> [Work request]
Lines holding the string "mifosforge": copy each one from the listing below.

(Supplied entries)

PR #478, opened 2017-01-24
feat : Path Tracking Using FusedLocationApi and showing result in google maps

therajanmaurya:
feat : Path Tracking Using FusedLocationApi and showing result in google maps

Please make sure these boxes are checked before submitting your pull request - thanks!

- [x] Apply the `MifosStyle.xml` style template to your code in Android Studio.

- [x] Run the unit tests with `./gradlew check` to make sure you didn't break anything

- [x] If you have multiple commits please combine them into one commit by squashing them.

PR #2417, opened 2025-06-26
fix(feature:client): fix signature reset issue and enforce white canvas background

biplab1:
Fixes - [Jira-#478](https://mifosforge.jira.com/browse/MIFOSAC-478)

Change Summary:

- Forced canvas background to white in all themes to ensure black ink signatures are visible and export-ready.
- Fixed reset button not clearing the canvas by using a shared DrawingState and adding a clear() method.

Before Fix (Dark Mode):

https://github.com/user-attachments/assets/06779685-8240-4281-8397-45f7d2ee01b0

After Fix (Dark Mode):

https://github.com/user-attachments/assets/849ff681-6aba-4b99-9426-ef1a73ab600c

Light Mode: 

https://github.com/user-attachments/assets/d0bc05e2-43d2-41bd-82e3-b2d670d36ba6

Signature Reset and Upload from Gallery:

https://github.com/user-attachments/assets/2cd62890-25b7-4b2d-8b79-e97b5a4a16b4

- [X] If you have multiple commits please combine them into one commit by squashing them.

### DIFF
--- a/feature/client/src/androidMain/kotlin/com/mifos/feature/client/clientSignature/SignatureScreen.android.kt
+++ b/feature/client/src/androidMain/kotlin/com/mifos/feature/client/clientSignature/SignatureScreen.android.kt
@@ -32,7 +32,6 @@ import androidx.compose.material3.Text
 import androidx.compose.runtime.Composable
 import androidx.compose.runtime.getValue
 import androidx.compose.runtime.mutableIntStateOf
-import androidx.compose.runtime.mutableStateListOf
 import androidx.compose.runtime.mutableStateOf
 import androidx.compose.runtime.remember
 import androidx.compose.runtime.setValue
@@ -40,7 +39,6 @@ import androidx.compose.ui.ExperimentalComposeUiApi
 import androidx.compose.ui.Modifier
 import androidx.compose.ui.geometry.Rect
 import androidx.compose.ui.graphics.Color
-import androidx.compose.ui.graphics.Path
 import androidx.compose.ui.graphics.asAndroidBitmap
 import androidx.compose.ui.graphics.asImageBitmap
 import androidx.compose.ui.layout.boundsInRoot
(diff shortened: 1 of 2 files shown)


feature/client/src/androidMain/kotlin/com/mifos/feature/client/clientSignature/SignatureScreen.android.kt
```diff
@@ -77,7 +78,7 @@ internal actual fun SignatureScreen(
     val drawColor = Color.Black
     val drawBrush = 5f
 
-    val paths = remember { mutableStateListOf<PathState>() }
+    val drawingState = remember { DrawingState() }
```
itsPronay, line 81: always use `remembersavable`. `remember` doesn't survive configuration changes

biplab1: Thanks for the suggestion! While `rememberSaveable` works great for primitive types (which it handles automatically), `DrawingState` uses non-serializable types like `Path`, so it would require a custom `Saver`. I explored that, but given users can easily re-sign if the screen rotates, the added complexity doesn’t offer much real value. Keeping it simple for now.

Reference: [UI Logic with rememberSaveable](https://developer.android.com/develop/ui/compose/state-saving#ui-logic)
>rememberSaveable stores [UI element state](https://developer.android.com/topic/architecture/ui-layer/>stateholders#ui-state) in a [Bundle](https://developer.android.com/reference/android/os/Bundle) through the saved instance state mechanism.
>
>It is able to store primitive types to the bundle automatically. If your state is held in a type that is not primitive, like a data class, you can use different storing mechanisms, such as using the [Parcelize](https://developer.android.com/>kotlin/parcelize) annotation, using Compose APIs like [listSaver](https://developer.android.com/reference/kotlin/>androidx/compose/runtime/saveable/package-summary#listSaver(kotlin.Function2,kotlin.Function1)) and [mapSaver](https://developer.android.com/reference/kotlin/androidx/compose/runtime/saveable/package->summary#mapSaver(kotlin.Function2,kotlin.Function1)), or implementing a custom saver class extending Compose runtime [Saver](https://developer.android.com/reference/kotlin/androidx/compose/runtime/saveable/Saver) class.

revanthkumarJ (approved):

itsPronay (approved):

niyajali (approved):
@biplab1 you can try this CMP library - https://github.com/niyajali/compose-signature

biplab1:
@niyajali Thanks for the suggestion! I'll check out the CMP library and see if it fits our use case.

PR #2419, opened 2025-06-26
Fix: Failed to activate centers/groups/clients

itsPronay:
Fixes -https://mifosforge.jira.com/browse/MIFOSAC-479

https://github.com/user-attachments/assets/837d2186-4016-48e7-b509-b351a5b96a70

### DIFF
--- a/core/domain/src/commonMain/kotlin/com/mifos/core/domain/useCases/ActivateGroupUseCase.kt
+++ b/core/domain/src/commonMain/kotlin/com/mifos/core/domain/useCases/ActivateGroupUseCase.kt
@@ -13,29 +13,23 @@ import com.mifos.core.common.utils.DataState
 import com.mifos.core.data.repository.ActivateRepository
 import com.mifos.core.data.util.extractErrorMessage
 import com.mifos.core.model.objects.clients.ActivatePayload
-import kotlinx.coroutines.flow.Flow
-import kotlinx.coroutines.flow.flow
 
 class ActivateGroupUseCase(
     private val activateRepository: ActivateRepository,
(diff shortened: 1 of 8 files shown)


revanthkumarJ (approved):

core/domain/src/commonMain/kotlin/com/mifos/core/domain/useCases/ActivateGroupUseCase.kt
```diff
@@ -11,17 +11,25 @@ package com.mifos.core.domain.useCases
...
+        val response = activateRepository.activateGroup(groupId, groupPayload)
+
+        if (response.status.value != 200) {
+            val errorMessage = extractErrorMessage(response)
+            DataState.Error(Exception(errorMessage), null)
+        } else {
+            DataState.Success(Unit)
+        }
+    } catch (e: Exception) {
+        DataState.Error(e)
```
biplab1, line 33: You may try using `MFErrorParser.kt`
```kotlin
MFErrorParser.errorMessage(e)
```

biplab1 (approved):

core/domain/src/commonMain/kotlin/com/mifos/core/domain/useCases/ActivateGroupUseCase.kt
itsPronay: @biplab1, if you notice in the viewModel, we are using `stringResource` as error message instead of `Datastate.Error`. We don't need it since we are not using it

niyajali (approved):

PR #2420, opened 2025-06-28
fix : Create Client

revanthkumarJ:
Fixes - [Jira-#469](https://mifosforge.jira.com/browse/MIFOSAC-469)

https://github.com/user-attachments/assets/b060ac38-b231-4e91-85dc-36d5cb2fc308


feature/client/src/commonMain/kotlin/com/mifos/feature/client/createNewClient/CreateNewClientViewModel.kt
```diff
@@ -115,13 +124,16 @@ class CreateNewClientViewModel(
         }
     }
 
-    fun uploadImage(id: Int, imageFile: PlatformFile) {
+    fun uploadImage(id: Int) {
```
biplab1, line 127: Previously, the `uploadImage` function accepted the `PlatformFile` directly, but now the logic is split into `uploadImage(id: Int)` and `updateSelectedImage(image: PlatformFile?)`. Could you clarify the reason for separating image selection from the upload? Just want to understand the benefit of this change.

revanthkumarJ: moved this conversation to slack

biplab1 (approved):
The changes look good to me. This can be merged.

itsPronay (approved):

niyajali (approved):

(End Supplied entries)

> [Solution to the exercise]
Fixes - [Jira-#478](https://mifosforge.jira.com/browse/MIFOSAC-478)
Fixes -https://mifosforge.jira.com/browse/MIFOSAC-479
Fixes - [Jira-#469](https://mifosforge.jira.com/browse/MIFOSAC-469)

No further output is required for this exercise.